Snap Machine Learning trains models "faster than you can snap your fingers," according to IBM
TORONTO — IBM wants to make machine learning as fast as snapping your fingers. At its own IBM THINK conference this week, IBM Research unveiled a newly published benchmark using an online advertising dataset released by Criteo Labs of more than 4 billion training examples. IBM was able to train a logistic regression classifier in 91.5 seconds — 46 times faster than the best result that has been previously reported, which used TensorFlow on Google Cloud Platform to train the same model in 70 minutes.
In a telephone briefing with EE Times, IBM Research’s manager for non-volatile memory, Haris Pozidis, said the results outlined in the recent paper are a culmination of nearly two years woth of work. “When we started off, it was to make machine learning accessible to people and also make machine learning much faster than what it was and what it is today,” Pozidis said.
Known as IBM Snap Machine Learning (Snap ML) because it trains models "faster than you can snap your fingers," the new library powered by artificial intelligence software provides high-speed training of popular machine learning models on modern CPU/GPU computing systems and can be used to train models to find new and interesting patterns, or to retrain existing models at wire-speed as new data becomes available. The resulting benefits include lower cloud costs for users, less energy, more agile development and a faster time to result.
There are three core elements that distinguish IBM’s Snap ML. The first is distributed training. The system is built as a data-parallel framework that supports the ability to scale out and train on massive datasets that exceed the memory capacity of a single machine, which is crucial for large-scale applications.
The second element is GPU acceleration. IBM used specialized solvers designed to leverage the massively parallel architecture of GPUs while respecting the data locality in GPU memory to avoid large data transfer overheads. It also takes advantage of recent developments in heterogeneous learning to make it scalable. Finally, recognizing that man machine learning datasets are sparse, new optimizations for the algorithms were used in IBM’s system.
“Most machines might have a heterogeneous compute infrastructure,” said Thomas Parnell, an IBM Research mathematician. “But the way we distribute the training, we do in a way to try to minimize the amount of communication that had to be made between the different modes between the training. This allows us to avoid the overhead of communicating large amounts of data over the network.”
Parnell said the effective support for sparse data structures is quite novel, and is further outlined in the research paper, as are some comparisons with the existing libraries for performing these kinds of tasks.

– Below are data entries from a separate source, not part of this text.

PR #208, opened 2023-05-17
chore: extract common gradle props for sample apps

mrehan27:
Helps https://github.com/customerio/issues/issues/9844, https://github.com/customerio/issues/issues/9845

### Changes

- `sample-app.gradle` file to hold common gradle properties for sample apps
- gradle file updates in sample apps to apply from newly added gradle file

### DIFF
--- a/samples/sample-app.gradle
+++ b/samples/sample-app.gradle
@@ -1,0 +1,31 @@
+Properties localProperties = new Properties()
+File localPropertiesFile = rootProject.file('local.properties')
+if (localPropertiesFile.exists()) {
+    localProperties.load(new FileInputStream(localPropertiesFile))
+}
+
+android {
+    defaultConfig {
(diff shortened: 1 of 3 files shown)


samples/sample-app.gradle
```diff
@@ -0,0 +1,33 @@
+Properties localProperties = new Properties()
```
Shahroz16, line 1: can we add the common `plugin` as well?

Shahroz16 (approved):
Looks good, added one questions

samples/sample-app.gradle
mrehan27: I tried it too but received the following error. Looks like gradle doesn't allow `plugin` block in this file 😞 

```
Only Project and Settings build scripts can contain plugins {} blocks
```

In particular, IBM looked at Google’s TensorFlow framework, which primarily focuses on machine learning on large scale linear models. “TensorFlow is quite flexible,” said Parnell. “It can support GPU acceleration. It can also scale out from multiple nodes. One of the downsides that we found working with TensorFlow is it has relatively limited support for sparse data structures.”
Another finding of the IBM researchers was that when deploying GPU acceleration for such large-scale applications, the training data is too large to be stored inside the memory available on the GPUs. This means that during training, data needs to be processed selectively and repeatedly moved in and out of the GPU memory. To profile the runtime of their application, the researchers analyzed how much time is spent in the GPU kernel compared with how much time is spent copying data on the GPU.
In the paper, the researchers also explored different levels of parallelism, said Celestine Duenner, a pre-doctorate researcher at IBM Research. “The first level is distributing the workload across different nodes in a cluster. The second level is to distribute the workload among the different compute units within a node and the third level is to use all the quarries and all the parallelism offered by this individual compute unit,” Duenner said.
She said the first level in the cluster is where communication is most expansive because it must go over the network, but enables training on large data sets that don't fit inside the memory of a single machine. “We use distributed training so that we can use the aggregated memory of multiple machines," she said. "We use state-of-the-art techniques to organize the work between the nodes, which is communication efficient.”
Ultimately, said Parnell, the goal was to speed up machine learning and make it accessible with computing infrastructure commercially available today. “The training time can be really critical, especially if you're buying cloud resources with GPUs for instance,” he said. “Cloud instances are normally billed by the hour, so the longer you use them, the more you pay for them.”
Customers will able take advantage of the work done by IBM Research as part of the PowerAI Tech Preview portfolio later this year, and IBM is currently looking for clients interested in pilot projects.
—Gary Hilson is a general contributing editor with a focus on memory and flash technologies for EE Times.